The goal of NCP treatment should be to reduce pain in the short term and to inhibit and/or resolve central sensitization in the long term. Therefore, treatment of NCP requires differentiation of peripheral and central component pain for adequate management [2,3,12]. In peripheral NCP patients, topical ocular surface treatments, such as artificial tears, topical steroids [3], autologous serum tears [60,61], cryopreserved amniotic membrane [62], and bandage contact lenses may be sufficient by down-regulating ectopic, spontaneous, or hypersensitive signaling in peripheral nociceptor pathways [13]. However, central sensitization requires systemic pharmacotherapies, such as tricyclic antidepressants, low dose-naltrexone, anticonvulsants, serotonin-norepinephrine inhibitors, and other analgesics addition to topical ocular surface treatments [3,63]. The proparacaine challenge test is used to assess central component of pain as previously described [3]. Despite our limited data for proparacaine challenge test, available patient results show that the majority of RS-NCP patients had at least a nonocular component of pain that did not resolve with anesthetic drops. Similar to our patients, previous studies have also reported different amount of centralization component in refractive surgery related NCP, which suggests severe pain, longer and complex treatment and more diminished quality of life [9,12,13,64,65]. A high rate of centralization suggest delayed diagnosis and treatment in both groups. Thus, in order to prevent central sensitization and impairment of quality of life and mood, early diagnosis and treatment have a crucial importance in NCP, especially in a younger age group with a more active work and social life like refractive surgery patients.

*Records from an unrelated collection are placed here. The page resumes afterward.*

PR #363, opened 2023-02-13
chore: update examples to 1.4.0, add example for eager connection config

cprice404:
We have a few customers that need to use the eager connection
configuration to deal with cold start issues.  This commit adds
an example of how to use this configuration.

### DIFF
--- a/examples/MomentoApplication/Program.cs
+++ b/examples/MomentoApplication/Program.cs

In conclusion, despite the limitations of our study, including the retrospective design, relatively small sample size, and heterogeneity of the groups, our study suggests that RS-NCP patients may present with a wide spectrum of clinical features similar to post-herpetic neuralgia. However, pain severity, impaired quality of life and mood, severe nerve damage and the presence of central sensitization are dominant findings in these patients. Therefore, NCP should be kept in mind in refractive surgery patients with non-specific persistent symptoms, who are unresponsive to conventional dry eye treatments and additional evaluation, such as IVCM to assess nerve abnormalities, and the proparacaine challenge test to assess central component of symptoms, should be considered for diagnosis and management purposes. Early diagnosis prior to the development of central sensitization is thus of great importance.